(Data items)
PR #523, opened 2022-03-10
fix(worker): Enhance and fix heartbeat behavior

bergundy:
- Flush last heartbeat on Activity failure
- Ensure ordering of heartbeats when custom payload codec is used
- Discard heartbeats if activity sends them faster than payload codec
  can process them

### DIFF
--- a/packages/activity/src/index.ts
+++ b/packages/activity/src/index.ts
@@ -55,6 +55,10 @@ export const asyncLocalStorage = new AsyncLocalStorage<Context>();
  */
 export interface Info {
   taskToken: Uint8Array;
+  /**
+   * Base64 encoded `taskToken`
+   */
+  base64TaskToken: string;
   activityId: string;
   /**
    * Exposed Activity function name
--- a/packages/test/src/test-worker-heartbeats.ts
+++ b/packages/test/src/test-worker-heartbeats.ts
@@ -3,12 +3,13 @@ import { Subject, firstValueFrom } from 'rxjs';
 import { v4 as uuid4 } from 'uuid';
 import { Context } from '@temporalio/activity';
 import { isolateFreeWorker, Worker } from './mock-native-worker';
+import { coresdk } from '@temporalio/proto';
 
-async function runActivity(worker: Worker, callback?: () => void) {
+async function runActivity(worker: Worker, callback?: (completion: coresdk.ActivityTaskCompletion) => void) {
   const taskToken = Buffer.from(uuid4());
   const p = worker.run();
-  await worker.native.runActivityTask({ taskToken, start: { activityType: 'rapidHeartbeater' } });
-  callback?.();
+  const completion = await worker.native.runActivityTask({ taskToken, start: { activityType: 'rapidHeartbeater' } });
+  callback?.(completion);
   worker.shutdown();
   await p;
 }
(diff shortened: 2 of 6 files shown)


bergundy:
@cretz this fixes the issues you surfaced while working on Python.
We didn't use to have this problem when the code was originally written since data converters were sync at the time.

packages/test/src/test-worker-heartbeats.ts
```diff
@@ -0,0 +1,105 @@
...
+
+  const heartbeatsSeen = Array<number>();
+  worker.native.activityHeartbeatCallback = (_tt, details) => {
+    heartbeatsSeen.push(details);
+  };
+  await runActivity(worker);
+  t.deepEqual(heartbeatsSeen, [1, 3]);
+});
+
+test('Worker ignores last heartbeat if activity succeeds', async (t) => {
```
cretz, line 69: Why is the last heartbeat ignored on success? I think even on success the last heartbeat should be flushed. I fear people in the UI or future uses of heartbeat details may expect their heartbeat details present. It also makes sense that simply "we guarantee the last heartbeat called will be sent to the server no matter what".

Core has its own buffer and this is a sync call, so I would think it's harmless to flush to Core. Curious though, does Core also discard unflushed heartbeat on success?

bergundy: Core will only flush pending heartbeats on failure.
Heartbeats don't matter on success, details are not persisted in history.

packages/worker/src/rxutils.ts
```diff
@@ -27,6 +27,19 @@ export function mergeMapWithState<T, I, O>(
   );
 }
 
+export function mapWithState<T, I, O>(
+  fn: (state: T, input: I) => StateAndOutput<T, O>,
+  initialState: T
+): OperatorFunction<I, O> {
```
Sushisource, line 33: :eyes: Is that you, `fold`?

packages/worker/src/worker.ts
```diff
@@ -821,21 +918,94 @@ export class Worker {
...
-      })
+      closeableGroupBy(({ base64TaskToken }) => base64TaskToken),
+      mergeMap((group$) =>
+        group$.pipe(
+          mapWithState(
+            (state: HeartbeatState, input: HeartbeatInput): HeartbeatStateAndOutput => {
+              // Ignore any input if we've marked this activity heartbeat stream as closed
+              if (state.closed) return { state, output: null };
+
+              switch (input.type) {
```
Sushisource, line 951: All this extra logic is a bit unfortunate. Now you've basically done the same amount of work Core had to do to ensure they get flushed. :cry: 

I don't know that there's any way around it with the async converters though...

Sushisource (approved):

packages/worker/src/worker.ts
```diff
@@ -821,21 +918,94 @@ export class Worker {
    * Errors from core responses are translated to cancellation requests and fed back via the activityFeedbackSubject.
    */
   protected activityHeartbeat$(): Observable<void> {
+    function process(state: HeartbeatState, heartbeat: Heartbeat): HeartbeatStateAndOutput {
+      return { state: { ...state, processing: true, pending: undefined }, output: { type: 'send', heartbeat } };
+    }
+
+    function storePending(state: HeartbeatState, heartbeat: Heartbeat): HeartbeatStateAndOutput {
+      return { state: { ...state, pending: heartbeat }, output: null };
```
lorensr, line 926: Is it possible we'd ever need to store multiple pending heartbeats?

packages/worker/src/worker.ts
```diff
@@ -821,21 +918,94 @@ export class Worker {
...
+                  }
+                case 'completion':
+                  if (!input.flushRequired) {
+                    return complete(input.callback);
+                  } else if (state.processing) {
+                    // Store the completion callback until heartbeat has been flushed
+                    return { state: { ...state, completionCallback: input.callback }, output: null };
+                  } else {
+                    if (state.pending) {
+                      // const { state, out
```
lorensr, line 979:
```suggestion
```

packages/test/src/test-worker-heartbeats.ts
cretz: I understand this now. I was somehow under the impression heartbeat details could have some value after an activity was done from a UI or history POV.

packages/worker/src/rxutils.ts
bergundy: It's very much like `scan` (uses scan internally)

packages/activity/src/index.ts
```diff
@@ -55,6 +55,10 @@ export const asyncLocalStorage = new AsyncLocalStorage<Context>();
  */
 export interface Info {
   taskToken: Uint8Array;
+  /**
+   * Base64 encoded `taskToken`
+   */
+  base64TaskToken: string;
```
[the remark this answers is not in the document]
bergundy: It's just cheaper to generate once

packages/worker/src/worker.ts
bergundy: No, the whole point is that we only flush the last one because the others become obsolete

packages/worker/src/worker.ts
bergundy: Yeah, that's unfortunate..

lorensr (approved):

PR #526, opened 2022-03-11
fix: Add reason to cancelation tasks in tests

lorensr:
Without a `cancel.reason`, the test hangs after:

image

Just confirming: even though the proto says reason is optional, it should always be there, and worker should throw & fail when it's not?

### DIFF
--- a/.github/workflows/ci.yml
+++ b/.github/workflows/ci.yml
@@ -188,7 +188,7 @@ jobs:
           name: packages-${{ matrix.target }}
           path: /tmp/registry/storage
         if: ${{ matrix.server != 'cloud' || env.TEMPORAL_CLIENT_CERT != '' }}
-      - run: node scripts/init-from-verdaccio.js --registry-dir /tmp/registry --sample https://github.com/temporalio/samples-typescript/tree/next/${{ matrix.sample }}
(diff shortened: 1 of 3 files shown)


lorensr:
Our test-npm-init action was pointed at `next` branch of samples-typescript, which we haven’t updated since November. We could maintain `next`, but would need a process for keeping it up-to-date. For now, I'm just pointing at `main` until we next need `next`.

bergundy (approved):
Thanks for the fix!

bergundy:
> Our test-npm-init action was pointed at `next` branch of samples-typescript, which we haven’t updated since November. We could keep `next`, but would need a process for keeping it up-to-date. For now, I'm just pointing at `main` until we next need `next`.

I just saw this, we should really point at next because otherwise we can’t make breaking changes.
You have a point that next should be updated more frequently.
It’s not high priority though.

lorensr:
I was thinking we could set it to `next` in the breaking change PR. And if
there are multiple breaking change PRs at once, you'd set the second to
`next2`.

bergundy:
My preference would be that as part of our release process, we'd upgrade all samples to use the new version and point the `next` branch at `main`.
This way we know that samples `next` is set to work with `main` of the SDK.

PR #540, opened 2022-03-15
feat(workflow-bundler): Allow ignoring modules for Webpack build

bergundy:
Picks up work started by @mjameswh in #519

### DIFF
--- a/packages/test/src/test-worker-from-bundle.ts
+++ b/packages/test/src/test-worker-from-bundle.ts
@@ -11,6 +11,7 @@ import { WorkflowClient } from '@temporalio/client';
 import { bundleWorkflowCode, Worker } from '@temporalio/worker';
 import { RUN_INTEGRATION_TESTS } from './helpers';
 import { successString } from './workflows';
+import { issue516 } from './mocks/workflows-with-node-dependencies/issue-516';
 
 if (RUN_INTEGRATION_TESTS) {
   test('Worker can be created from bundle code', async (t) => {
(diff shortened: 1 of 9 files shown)


packages/worker/src/workflow/bundler.ts
```diff
@@ -181,6 +264,22 @@ export class WorkflowCodeBundler {
...
+    this.logger.warn(
+      `Your Workflow code (or a library used by your Workflow code) is importing the following built-in Node modules:\n` +
+        Array.from(foundProblematicModules)
+          .map((module) => `  - '${module}'\n`)
+          .join('') +
+        `Workflow code don't have access to built-in Node modules (in order to help enforce determinism). If your are certain ` +
+        `these modules will not be used at runtime, then you may add their names to 'BundleOptions.ignoreModules' in order to ` +
+        `dismiss this warning. However, if your code execution actually depends on these modules, then you must change the code` +
+        `or remove the library.\n` +
+        `See https://typescript.temporal.io/api/namespaces/worker/#bundleworkflowcode for details.`
```
lorensr, line 280:
```suggestion
        `Workflow code doesn't have access to built-in Node modules (in order to help enforce determinism). If you are certain ` +
        `these modules will not be used at runtime, then you may add their names to 'WorkerOptions.bundlerOptions.ignoreModules' in order to ` +
        `dismiss this warning. However, if your code execution actually depends on these modules, then you must change the code` +
        `or remove the library.\n` +
        `See https://typescript.temporal.io/api/interfaces/worker.workeroptions/#bundleroptions for details.`
```

lorensr (approved):

packages/test/src/test-worker-from-bundle.ts
```diff
@@ -65,4 +66,49 @@ if (RUN_INTEGRATION_TESTS) {
...
+    await bundleWorkflowCode({
+      workflowsPath: require.resolve('./mocks/workflows-with-node-dependencies/issue-516'),
+      logger,
+    });
+
+    console.log('****************************** LOGS **********************');
+    console.log(logs);
+    console.log('****************************** LOGS **********************');
+    t.true(
+      logs.some((entry) => entry.message.match(/'dns'/) && entry.message.match(/'BundleOptions.ignoreModules'/)),
```
mjameswh, line 110: The second regex is now incorrect:

```
logs.some((entry) => entry.message.match(/'dns'/) && entry.message.match(**/'WorkerOptions.bundlerOptions.ignoreModules'/**)),
```

bergundy: Oh, of course :)
Thanks.

PR #1284, opened 2023-11-08
chore: Deprecate `ActivityInboundLogInterceptor`

mjameswh:
## What changed

- Attributes from the current Activity context are now automatically included as metadata on every log entries by the Activity Worker, and some key events of the Activity's lifecycle will automatically be logged (at 'DEBUG' level for most messages; 'WARN' for failures). Logged Activity attributes can be customized by registering an `ActivityOutboundCallsInterceptor` that intercepts the `getLogAttributes()` method.

- Deprecated `ActivityInboundLogInterceptor`; registering such an interceptor with a custom logger will still work, but will prevent the use of the newly introduced `getLogAttributes()` interceptor. The same is true about modifying the context logger directly (eg. `context.log = myCustomLogger`).

- Deprecated `ActivityInboundCallsInterceptorFactory`. Activity Interceptors should now be instantiated using `ActivityInterceptorsFactory`.

- `MockActivityEnvironment` now accept a list of activity interceptors, and more closely match an actual activity execution.

## Why

  - Promoting clear usage patterns regarding Activity logging that works out-of-the-box;
  - Discourage the use of insufficiently documented features (eg. possibility of redirecting activity logs by explicitly setting `context.log = myCustomLogger`, or by registering an `ActivityInboundLogInterceptor` with a custom logger as argument);
  - Remove the requirement that users should call `appendDefaultInterceptors()` if they were to register custom interceptors, which was error prone and a recurring source of support question.


packages/common/src/converter/failure-converter.ts
```diff
@@ -34,10 +48,8 @@ export function cutoffStackTrace(stack?: string): string {
   const lines = (stack ?? '').split(/\r?\n/);
   const acc = Array<string>();
   lineLoop: for (const line of lines) {
```
bergundy, line 50: No need for this label any more.

packages/common/src/converter/failure-converter.ts
```diff
@@ -15,17 +15,31 @@ import {
...
   /** Workflow run anything in context */
-  /\s+at Script\.runInContext \((?:node:vm|vm\.js):\d+:\d+\)/,
-];
+  /\s+at Script\.runInContext \((?:node:vm|vm\.js):\d+:\d+\)/
+);
+
+/**
+ * Any stack trace frames that match any of those wil be ignored
+ */
+const IGNORED_STACK_FRAMES_PATTERNS = combineRegExp(
```
bergundy, line 37:
```suggestion
 * Any stack trace frames that match any of those will be dropped
 */
const DROPPED_STACK_FRAMES_PATTERNS = combineRegExp(
```

packages/test/src/test-activity-log-interceptor.ts
```diff
@@ -26,150 +22,166 @@ test.before(() => {
...
+    }
+  );
+  await env.run(async () => {
+    activity.log.debug('log message from activity');
+  });
+  const logs = (env.context as MyTestActivityContext).logs;
+  const activityLogEntry = logs.find((entry) => entry.message === 'log message from activity');
+  t.not(activityLogEntry, undefined);
+  t.is(activityLogEntry?.level, 'DEBUG');
+  t.is(activityLogEntry?.meta?.['custom'], 'attribute');
```
bergundy, line 186:
```suggestion
  t.is(activityLogEntry?.meta?.custom, 'attribute');
```

packages/testing/src/index.ts
```diff
@@ -387,6 +407,8 @@ export const defaultActivityInfo: activity.Info = {
   currentAttemptScheduledTimestampMs: 1,
 };
 
+const mockActivityContextStorage: AsyncLocalStorage<() => Promise<unknown>> = new AsyncLocalStorage();
```
bergundy, line 410: I like the idea of code reuse here but IMHO it's not worth the complication.
If all you want is to inject interceptors, I'd add that functionality here.

packages/worker/src/activity-log-interceptor.ts
```diff
@@ -1,50 +1,42 @@
...
+import { activityLogAttributes } from './activity';
+import { Runtime } from './runtime';
 
 /**
- * Returns a map of attributes to be set on log messages for a given Activity
+ * This interceptor was previously used to log Activity execution starts and their completions. It is now deprecated
+ * and behaves as a noop in most cases. It is only kept arround to avoid breaking code out there that was previously
+ * refering to it.
+ *
+ * @deprecated `ActivityInboundLogInterceptor` is deprecated. Activity life cycle events are now automatically logged
```
bergundy, line 12:
```suggestion
 * @deprecated `ActivityInboundLogInterceptor` is deprecated. Activity lifecycle events are now automatically logged
```

packages/worker/src/activity-log-interceptor.ts
```diff
@@ -1,50 +1,42 @@
...
+ *             by the SDK. To customize activity log attributes, register a custom `ActivityOutboundCallsInterceptor`
```
bergundy, line 13:
```suggestion
 *             by the SDK. To customize activity log attributes, register a custom {@link ActivityOutboundCallsInterceptor}
```

packages/worker/src/activity-log-interceptor.ts
```diff
@@ -59,27 +51,7 @@ export class ActivityInboundLogInterceptor implements ActivityInboundCallsInterc
...
-        this.ctx.log.debug('Activity completed', { durationMs });
-      } else if ((error instanceof CancelledFailure || isAbortError(error)) && this.ctx.cancellationSignal.aborted) {
-        this.ctx.log.debug('Activity completed as cancelled', { durationMs });
-      } else if (error instanceof CompleteAsyncError) {
-        this.ctx.log.debug('Activity will complete asynchronously', { durationMs });
-      } else {
-        this.ctx.log.warn('Activity failed', { error, durationMs });
-      }
-    }
+    // Logging of activity's life cycle events is now handled in `worker/src/activity.ts`
```
bergundy, line 54:
```suggestion
    // Logging of activity'slife cycle events is now handled in `worker/src/activity.ts`
```

packages/worker/src/interceptors.ts
```diff
@@ -44,6 +66,10 @@ export interface WorkerInterceptors {
    * List of factory functions returning {@link ActivityInboundCallsInterceptor}s
    */
   activityInbound?: ActivityInboundCallsInterceptorFactory[];
+  /**
+   * List of factory functions returning {@link ActivityOutboundCallsInterceptor}s
+   */
+  activityOutbound?: ActivityOutboundCallsInterceptorFactory[];
```
bergundy, line 72: Let's change this to:

```
activityInbound?: ActivityInboundCallsInterceptorFactory[]; // <-- deprecate this
activity?: ActivityInterceptorsFactory[]; <-- same as the workflow counterpart
```

bergundy: It'll help you reference the outbound from the inbound in case they need to interact (and reuse the same implementation for both).

packages/testing/src/index.ts
mjameswh: It's also to get proper lifecycle event logging, catching of cancellation error, correct stack trace truncation...

mjameswh: It should however be possible to avoid this `AyncLocalStorage` by passing the activity function to `Activity.runNoEncoding()`, and from there to `Activity.execute()`... Let me see if that turns out better.

packages/worker/src/interceptors.ts
mjameswh: Done

packages/interceptors-opentelemetry/src/worker/index.ts
```diff
@@ -17,6 +23,10 @@ export interface InterceptorOptions {
  * provided in the Activity input headers.
  */
 export class OpenTelemetryActivityInboundInterceptor implements ActivityInboundCallsInterceptor {
+  static asFactory(options?: InterceptorOptions): ActivityInterceptorsFactory {
+    return (ctx) => ({ inbound: [new OpenTelemetryActivityInboundInterceptor(ctx, options)] });
+  }
```
bergundy, line 28: I'd rather not expose this.

packages/test/src/activities/interceptors.ts
```diff
@@ -1,9 +1,23 @@
...
-import { ActivityExecuteInput, ActivityInboundCallsInterceptor, Next } from '@temporalio/worker';
+import {
+  ActivityExecuteInput,
+  ActivityInboundCallsInterceptor,
+  ActivityInterceptorsFactory,
+  Next,
+} from '@temporalio/worker';
 
 export class ConnectionInjectorInterceptor implements ActivityInboundCallsInterceptor {
+  public static asFactory(
```
bergundy, line 12: Don't love that we have this here but I don't mind since this is internal.

```suggestion
  public static createFactory(
```

packages/test/src/workflows/log-sink-tester.ts
```diff
@@ -34,3 +34,10 @@ export async function logSinkTester(): Promise<void> {
     }`
   );
 }
+
+// eslint-disable-next-line deprecation/deprecation
+const { defaultWorkerLogger } = wf.proxySinks<wf.LoggerSinks>();
+
+export async function useDepreatedLoggerSinkWorkflow(): Promise<void> {
+  defaultWorkerLogger.info(`Log message from workflow`, { workflowId: wf.workflowInfo().workflowId });
```
bergundy, line 42: nit:
```suggestion
  defaultWorkerLogger.info('Log message from workflow', { workflowId: wf.workflowInfo().workflowId });
```

bergundy: We should have a lint rule that prevents this for consistency (not sure if it affects performance even if it's irrelevant in this test).

packages/testing/src/index.ts
```diff
@@ -396,33 +401,31 @@ export const defaultActivityInfo: activity.Info = {
 export class MockActivityEnvironment extends events.EventEmitter {
   public cancel: (reason?: any) => void = () => undefined;
```
bergundy, line 402: Can we document that the `context` is shared for any activity that is run in this instance and that once `cancel` is called, any further activity runs in this env will be automatically cancelled?

packages/worker/src/interceptors.ts
```diff
@@ -31,19 +31,55 @@ export interface ActivityInboundCallsInterceptor {
...
  * Structure for passing in Worker interceptors via {@link WorkerOptions}
  */
 export interface WorkerInterceptors {
   /**
-   * List of factory functions returning {@link ActivityInboundCallsInterceptor}s
+   * List of factory functions that instanciate {@link ActivityInboundCallsInterceptor}s and
+   * {@link ActivityOutboundCallsInterceptor}s.
    */
-  activityInbound?: ActivityInboundCallsInterceptorFactory[];
+  activity?: ActivityInterceptorsFactory[];
```
bergundy, line 74: I think just a single factory is fine since each factory already returns an array of interceptors but I can see that this is consistent with workflows so I'm okay leaving it for the extra flexibility.

bergundy (approved):

packages/interceptors-opentelemetry/src/worker/index.ts
mjameswh: Oh, really? TBH I feel quite the opposite...

I want to avoid requiring users to know exactly which kinds of interceptors and sinks need to be instantiated for SDK provided optional features. That evolves badly, as one day, they may need only an activity inbound interceptor, but then, at some point in the future, they would also require an activity outbound interceptor. And even though `ConnectionInjectorInterceptor` is not a public feature, I think applying the same pattern internally make sense.

As it currently stand, I think that gives a reasonably clean API.

      activities,
      taskQueue: 'test-otel',
      interceptors: {
        workflowModules: [require.resolve('./workflows/otel-interceptors')],
        activity: [
          OpenTelemetryActivityInboundInterceptor.asFactory(),
          ConnectionInjectorInterceptor.asFactory(connection),
        ],
      },
      sinks,
    });

mjameswh: Now, that's essentially the same concern that led to the introduction of `WorkflowCoverage.augmentWorkerOptions` and friends, which is arguably an even more complete approach. The only thing I don't really like about it is the fact that it wraps around the whole `WorkerOptions`, which is kinda the objective of course, but has the unwanted side effect of creating some "distance" between the `Worker.create` and the actual options. But I can live with that.

Using that pattern instead of the `asFactory()` one I introduced previously, we could get something like this:

```
    const worker = await Worker.create(
      OpenTelemetryContextPropagator.augmentWorkerOptions(
        ConnectionInjector.augmentWorkerOptions({
          activities,
          taskQueue: 'test-otel',
        })
      )
    );
```

Or, what I consider to be the best of all solutions, something similar to this:

```
      activities,
      taskQueue: 'test-otel',
      extensions: [
        OpenTelemetryContextPropagator,
        ConnectionInjector,
      ]
    })
```

mjameswh: All of that to say that I'm open to reconsider this in the interest of improving DX. In the immediate, though, I'll move on with what I already proposed in this PR. We can revisit that next week.

packages/test/src/workflows/log-sink-tester.ts
mjameswh: >We should have a lint rule that prevents this for consistency (not sure if it affects performance even if it's irrelevant in this test).

FYI it has absolutely no performance impact. In V8, template strings get segmented at parse time. If the template string contains no expression segment, the parser emit a `StringLiteral` AST node rather than a `TemplateLiteral` node.

But yes, I agree with the consistency concern. Will add a eslint rule for that in a different PR, to avoid polluting this one with tons of insignificant quote changes.

packages/worker/src/interceptors.ts
mjameswh: Again, I think the opposite would be easier to work with, ie. accept an array of factory, but have each factory return at most one inbound and one outbound, but I went for consistency.

packages/interceptors-opentelemetry/src/worker/index.ts
mjameswh: Reverted `asFactory` for the moment. After thinking about this more, I really want to come up an approach that is not limited to activity interceptors, more in the spirit of the "extension" concept I mentioned. This will be done at a later point. In the mean time, it wouldn't be desirable to introduce a new approach (ie. `asFactory`) that would then be deprecated soon after.

packages/worker/src/interceptors.ts
mjameswh: Fixed.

REQUIRED ACTION:
Search the data and copy each line containing "OpenTelemetryActivityInboundInterceptor".

PROBLEM SOLUTION:
 export class OpenTelemetryActivityInboundInterceptor implements ActivityInboundCallsInterceptor {
+    return (ctx) => ({ inbound: [new OpenTelemetryActivityInboundInterceptor(ctx, options)] });
          OpenTelemetryActivityInboundInterceptor.asFactory(),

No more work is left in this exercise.